## REQUIRED ACTION
Once the line containing "PR #1022, opened 2022-04-20" is found in the entries below, reproduce it and every line after it, stopping at and including the line containing "test that turns"; reproduce nothing else, and keep each line exact.

## MATERIAL SHOWN
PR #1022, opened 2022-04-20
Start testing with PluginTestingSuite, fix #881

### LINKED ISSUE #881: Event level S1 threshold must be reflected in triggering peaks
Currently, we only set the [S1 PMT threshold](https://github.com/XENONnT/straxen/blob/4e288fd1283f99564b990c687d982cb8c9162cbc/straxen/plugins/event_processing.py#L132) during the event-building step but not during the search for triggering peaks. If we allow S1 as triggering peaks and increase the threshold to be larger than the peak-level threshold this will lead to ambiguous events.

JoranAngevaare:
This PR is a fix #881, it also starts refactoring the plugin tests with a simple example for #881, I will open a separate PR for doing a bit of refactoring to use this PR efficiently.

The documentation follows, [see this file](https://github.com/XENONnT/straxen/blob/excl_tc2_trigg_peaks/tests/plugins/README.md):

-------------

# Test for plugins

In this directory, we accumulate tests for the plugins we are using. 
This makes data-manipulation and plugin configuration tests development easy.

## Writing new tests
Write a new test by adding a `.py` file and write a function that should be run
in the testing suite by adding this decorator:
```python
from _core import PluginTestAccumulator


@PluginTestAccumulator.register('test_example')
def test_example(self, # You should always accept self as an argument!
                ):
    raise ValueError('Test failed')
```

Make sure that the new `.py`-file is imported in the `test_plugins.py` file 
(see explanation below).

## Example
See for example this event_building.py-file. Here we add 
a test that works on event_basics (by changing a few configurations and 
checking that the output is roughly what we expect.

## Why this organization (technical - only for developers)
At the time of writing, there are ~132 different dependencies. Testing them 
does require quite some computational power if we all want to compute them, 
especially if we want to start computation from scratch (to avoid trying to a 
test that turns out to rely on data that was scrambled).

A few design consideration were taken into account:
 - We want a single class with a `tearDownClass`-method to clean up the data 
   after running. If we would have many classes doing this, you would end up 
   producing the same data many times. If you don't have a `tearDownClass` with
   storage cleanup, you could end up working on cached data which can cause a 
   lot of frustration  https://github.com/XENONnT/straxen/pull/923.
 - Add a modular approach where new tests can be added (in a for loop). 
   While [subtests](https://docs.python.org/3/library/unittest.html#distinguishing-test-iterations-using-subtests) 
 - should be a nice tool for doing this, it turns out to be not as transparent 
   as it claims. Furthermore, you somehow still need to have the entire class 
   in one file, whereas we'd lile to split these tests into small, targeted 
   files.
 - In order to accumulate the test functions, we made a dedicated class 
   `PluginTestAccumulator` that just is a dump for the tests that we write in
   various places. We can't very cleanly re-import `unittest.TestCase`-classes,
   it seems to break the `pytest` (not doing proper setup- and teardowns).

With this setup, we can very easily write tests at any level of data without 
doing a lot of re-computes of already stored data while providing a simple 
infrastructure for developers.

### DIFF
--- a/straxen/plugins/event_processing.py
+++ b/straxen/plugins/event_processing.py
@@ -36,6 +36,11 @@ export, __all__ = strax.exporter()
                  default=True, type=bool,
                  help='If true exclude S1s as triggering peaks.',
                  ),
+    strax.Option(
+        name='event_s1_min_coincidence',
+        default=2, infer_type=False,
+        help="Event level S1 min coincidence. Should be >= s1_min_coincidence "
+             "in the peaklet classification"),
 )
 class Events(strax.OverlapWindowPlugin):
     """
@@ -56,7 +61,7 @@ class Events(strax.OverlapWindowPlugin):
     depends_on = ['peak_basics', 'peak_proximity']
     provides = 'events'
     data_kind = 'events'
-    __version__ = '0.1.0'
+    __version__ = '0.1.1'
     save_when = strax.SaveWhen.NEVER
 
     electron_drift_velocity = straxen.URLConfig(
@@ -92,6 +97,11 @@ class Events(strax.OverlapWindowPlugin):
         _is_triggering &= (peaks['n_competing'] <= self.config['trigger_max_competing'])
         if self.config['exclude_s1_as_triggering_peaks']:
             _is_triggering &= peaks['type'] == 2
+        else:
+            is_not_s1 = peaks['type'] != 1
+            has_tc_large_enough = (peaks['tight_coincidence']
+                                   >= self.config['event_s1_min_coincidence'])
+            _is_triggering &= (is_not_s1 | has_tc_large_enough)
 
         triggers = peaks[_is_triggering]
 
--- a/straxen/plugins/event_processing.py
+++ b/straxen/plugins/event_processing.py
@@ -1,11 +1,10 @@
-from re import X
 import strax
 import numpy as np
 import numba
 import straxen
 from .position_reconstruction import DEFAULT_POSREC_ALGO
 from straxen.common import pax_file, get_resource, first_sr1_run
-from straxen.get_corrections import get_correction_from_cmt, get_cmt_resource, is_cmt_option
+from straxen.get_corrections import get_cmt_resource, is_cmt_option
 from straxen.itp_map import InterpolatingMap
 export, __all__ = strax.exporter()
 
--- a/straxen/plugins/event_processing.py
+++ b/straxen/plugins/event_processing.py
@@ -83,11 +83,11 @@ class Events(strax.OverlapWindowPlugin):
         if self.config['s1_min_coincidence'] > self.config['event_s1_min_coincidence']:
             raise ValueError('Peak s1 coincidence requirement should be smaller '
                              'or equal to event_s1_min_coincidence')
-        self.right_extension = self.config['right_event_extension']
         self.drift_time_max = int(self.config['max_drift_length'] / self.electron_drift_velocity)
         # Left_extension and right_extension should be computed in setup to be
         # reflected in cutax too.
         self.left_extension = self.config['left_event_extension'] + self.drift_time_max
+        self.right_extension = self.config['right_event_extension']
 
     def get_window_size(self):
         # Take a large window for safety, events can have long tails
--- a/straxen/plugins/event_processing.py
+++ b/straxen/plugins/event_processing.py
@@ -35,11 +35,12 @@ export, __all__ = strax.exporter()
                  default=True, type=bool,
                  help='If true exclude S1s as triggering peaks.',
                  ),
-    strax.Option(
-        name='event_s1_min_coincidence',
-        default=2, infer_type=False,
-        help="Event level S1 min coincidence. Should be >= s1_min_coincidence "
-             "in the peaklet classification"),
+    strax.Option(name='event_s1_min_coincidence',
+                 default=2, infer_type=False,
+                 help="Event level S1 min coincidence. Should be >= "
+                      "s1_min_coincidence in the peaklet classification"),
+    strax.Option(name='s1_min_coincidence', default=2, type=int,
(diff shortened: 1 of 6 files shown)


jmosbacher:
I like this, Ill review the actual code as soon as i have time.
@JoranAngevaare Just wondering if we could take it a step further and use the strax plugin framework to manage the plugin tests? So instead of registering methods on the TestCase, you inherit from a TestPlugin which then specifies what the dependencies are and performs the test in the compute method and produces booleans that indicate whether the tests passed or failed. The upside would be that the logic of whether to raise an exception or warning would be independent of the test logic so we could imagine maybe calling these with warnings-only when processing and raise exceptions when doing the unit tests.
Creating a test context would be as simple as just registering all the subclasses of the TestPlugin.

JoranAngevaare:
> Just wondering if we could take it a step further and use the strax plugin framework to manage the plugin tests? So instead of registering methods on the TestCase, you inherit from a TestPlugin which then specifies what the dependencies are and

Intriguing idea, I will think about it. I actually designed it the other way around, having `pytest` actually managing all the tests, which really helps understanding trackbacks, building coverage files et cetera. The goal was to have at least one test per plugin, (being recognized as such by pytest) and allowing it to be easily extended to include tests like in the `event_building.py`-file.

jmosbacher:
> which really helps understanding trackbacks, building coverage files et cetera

* * *

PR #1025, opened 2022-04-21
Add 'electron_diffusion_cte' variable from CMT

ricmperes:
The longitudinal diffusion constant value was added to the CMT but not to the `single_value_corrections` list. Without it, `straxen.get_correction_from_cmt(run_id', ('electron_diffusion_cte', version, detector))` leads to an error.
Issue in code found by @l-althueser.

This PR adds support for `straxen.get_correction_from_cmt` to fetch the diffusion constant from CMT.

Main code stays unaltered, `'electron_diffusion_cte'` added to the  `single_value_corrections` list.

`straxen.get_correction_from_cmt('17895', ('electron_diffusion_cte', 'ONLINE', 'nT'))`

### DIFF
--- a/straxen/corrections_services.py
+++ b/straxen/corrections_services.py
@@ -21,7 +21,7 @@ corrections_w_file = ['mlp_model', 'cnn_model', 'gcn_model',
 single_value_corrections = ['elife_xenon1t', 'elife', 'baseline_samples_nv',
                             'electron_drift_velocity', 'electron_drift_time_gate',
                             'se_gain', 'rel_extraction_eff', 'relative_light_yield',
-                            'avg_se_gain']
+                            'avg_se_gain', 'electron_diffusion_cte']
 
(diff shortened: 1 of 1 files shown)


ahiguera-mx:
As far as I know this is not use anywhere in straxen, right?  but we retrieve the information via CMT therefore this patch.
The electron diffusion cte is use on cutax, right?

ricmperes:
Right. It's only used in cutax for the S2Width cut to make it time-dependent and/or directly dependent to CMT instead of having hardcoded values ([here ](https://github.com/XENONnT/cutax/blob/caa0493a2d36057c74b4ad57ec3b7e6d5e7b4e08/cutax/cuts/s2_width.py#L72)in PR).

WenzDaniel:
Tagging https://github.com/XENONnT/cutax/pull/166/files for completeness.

---

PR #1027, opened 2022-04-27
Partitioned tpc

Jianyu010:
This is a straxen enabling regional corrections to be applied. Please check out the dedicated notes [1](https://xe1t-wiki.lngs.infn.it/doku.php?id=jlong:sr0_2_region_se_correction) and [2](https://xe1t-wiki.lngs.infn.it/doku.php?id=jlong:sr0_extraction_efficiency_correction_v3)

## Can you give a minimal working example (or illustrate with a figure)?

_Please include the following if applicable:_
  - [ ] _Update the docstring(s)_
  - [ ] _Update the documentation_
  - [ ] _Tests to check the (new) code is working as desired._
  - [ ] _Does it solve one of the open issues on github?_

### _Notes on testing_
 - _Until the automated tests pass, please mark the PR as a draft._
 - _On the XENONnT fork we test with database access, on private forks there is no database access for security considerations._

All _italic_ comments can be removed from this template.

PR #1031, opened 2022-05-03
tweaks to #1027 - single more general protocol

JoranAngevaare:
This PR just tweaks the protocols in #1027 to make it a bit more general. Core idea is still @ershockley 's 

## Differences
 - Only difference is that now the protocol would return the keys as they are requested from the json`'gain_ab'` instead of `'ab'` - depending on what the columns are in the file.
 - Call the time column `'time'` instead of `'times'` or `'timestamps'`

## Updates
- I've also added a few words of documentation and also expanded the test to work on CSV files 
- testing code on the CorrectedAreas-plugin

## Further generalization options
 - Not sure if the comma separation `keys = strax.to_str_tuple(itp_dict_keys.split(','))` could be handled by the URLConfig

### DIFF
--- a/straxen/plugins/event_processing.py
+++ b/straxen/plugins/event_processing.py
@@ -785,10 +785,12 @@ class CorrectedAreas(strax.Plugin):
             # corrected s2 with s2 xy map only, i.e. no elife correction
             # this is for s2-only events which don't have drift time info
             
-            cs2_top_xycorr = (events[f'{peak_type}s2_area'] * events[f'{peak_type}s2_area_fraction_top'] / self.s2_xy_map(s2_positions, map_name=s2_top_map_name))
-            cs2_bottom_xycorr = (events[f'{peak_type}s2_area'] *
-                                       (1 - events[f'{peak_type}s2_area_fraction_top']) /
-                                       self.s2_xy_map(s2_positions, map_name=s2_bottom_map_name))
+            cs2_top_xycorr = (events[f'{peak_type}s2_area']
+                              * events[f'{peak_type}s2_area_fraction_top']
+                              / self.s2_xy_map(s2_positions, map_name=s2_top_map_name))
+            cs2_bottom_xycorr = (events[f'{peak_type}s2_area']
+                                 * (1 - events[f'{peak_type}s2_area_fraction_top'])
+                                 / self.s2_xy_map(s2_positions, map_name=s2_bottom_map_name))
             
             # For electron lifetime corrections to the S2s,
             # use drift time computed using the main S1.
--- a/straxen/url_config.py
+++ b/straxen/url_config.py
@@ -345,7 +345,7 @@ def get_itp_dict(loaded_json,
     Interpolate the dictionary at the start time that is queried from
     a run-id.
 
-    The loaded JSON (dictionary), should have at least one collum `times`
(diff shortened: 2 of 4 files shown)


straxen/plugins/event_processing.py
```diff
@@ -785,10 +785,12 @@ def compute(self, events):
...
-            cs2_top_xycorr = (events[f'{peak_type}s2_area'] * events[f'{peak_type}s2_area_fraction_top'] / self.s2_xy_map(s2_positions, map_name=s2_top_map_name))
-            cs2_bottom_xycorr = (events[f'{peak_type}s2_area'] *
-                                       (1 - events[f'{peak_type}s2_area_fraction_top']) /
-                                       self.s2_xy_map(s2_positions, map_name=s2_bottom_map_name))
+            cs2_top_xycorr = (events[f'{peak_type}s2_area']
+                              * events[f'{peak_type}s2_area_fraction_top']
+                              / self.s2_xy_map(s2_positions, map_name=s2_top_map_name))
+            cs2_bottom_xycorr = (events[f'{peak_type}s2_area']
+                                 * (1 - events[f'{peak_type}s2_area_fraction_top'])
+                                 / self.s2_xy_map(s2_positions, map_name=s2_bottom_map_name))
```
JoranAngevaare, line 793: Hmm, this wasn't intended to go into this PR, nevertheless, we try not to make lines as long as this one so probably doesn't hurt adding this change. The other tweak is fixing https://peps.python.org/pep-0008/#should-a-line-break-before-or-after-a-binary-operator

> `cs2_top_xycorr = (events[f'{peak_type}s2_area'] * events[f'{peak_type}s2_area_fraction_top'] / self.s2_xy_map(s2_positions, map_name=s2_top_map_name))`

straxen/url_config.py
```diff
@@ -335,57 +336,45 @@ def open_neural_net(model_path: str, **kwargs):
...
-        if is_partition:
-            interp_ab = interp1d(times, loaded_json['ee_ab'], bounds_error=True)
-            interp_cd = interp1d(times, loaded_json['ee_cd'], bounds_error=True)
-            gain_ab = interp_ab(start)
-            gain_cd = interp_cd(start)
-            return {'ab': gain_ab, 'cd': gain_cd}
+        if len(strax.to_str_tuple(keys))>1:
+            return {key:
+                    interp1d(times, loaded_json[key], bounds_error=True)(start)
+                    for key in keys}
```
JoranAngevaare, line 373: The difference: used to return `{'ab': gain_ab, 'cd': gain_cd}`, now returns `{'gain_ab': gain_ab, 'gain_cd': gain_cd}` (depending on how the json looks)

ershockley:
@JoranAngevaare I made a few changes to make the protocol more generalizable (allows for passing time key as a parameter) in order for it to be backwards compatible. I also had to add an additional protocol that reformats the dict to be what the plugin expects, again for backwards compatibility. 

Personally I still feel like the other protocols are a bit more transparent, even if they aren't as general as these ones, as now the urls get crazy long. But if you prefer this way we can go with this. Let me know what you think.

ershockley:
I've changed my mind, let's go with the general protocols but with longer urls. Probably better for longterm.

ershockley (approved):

## EXERCISE ANSWER
PR #1022, opened 2022-04-20
Start testing with PluginTestingSuite, fix #881

### LINKED ISSUE #881: Event level S1 threshold must be reflected in triggering peaks
Currently, we only set the [S1 PMT threshold](https://github.com/XENONnT/straxen/blob/4e288fd1283f99564b990c687d982cb8c9162cbc/straxen/plugins/event_processing.py#L132) during the event-building step but not during the search for triggering peaks. If we allow S1 as triggering peaks and increase the threshold to be larger than the peak-level threshold this will lead to ambiguous events.

JoranAngevaare:
This PR is a fix #881, it also starts refactoring the plugin tests with a simple example for #881, I will open a separate PR for doing a bit of refactoring to use this PR efficiently.

The documentation follows, [see this file](https://github.com/XENONnT/straxen/blob/excl_tc2_trigg_peaks/tests/plugins/README.md):

-------------

# Test for plugins

In this directory, we accumulate tests for the plugins we are using. 
This makes data-manipulation and plugin configuration tests development easy.

## Writing new tests
Write a new test by adding a `.py` file and write a function that should be run
in the testing suite by adding this decorator:
```python
from _core import PluginTestAccumulator


@PluginTestAccumulator.register('test_example')
def test_example(self, # You should always accept self as an argument!
                ):
    raise ValueError('Test failed')
```

Make sure that the new `.py`-file is imported in the `test_plugins.py` file 
(see explanation below).

## Example
See for example this event_building.py-file. Here we add 
a test that works on event_basics (by changing a few configurations and 
checking that the output is roughly what we expect.

## Why this organization (technical - only for developers)
At the time of writing, there are ~132 different dependencies. Testing them 
does require quite some computational power if we all want to compute them, 
especially if we want to start computation from scratch (to avoid trying to a 
test that turns out to rely on data that was scrambled).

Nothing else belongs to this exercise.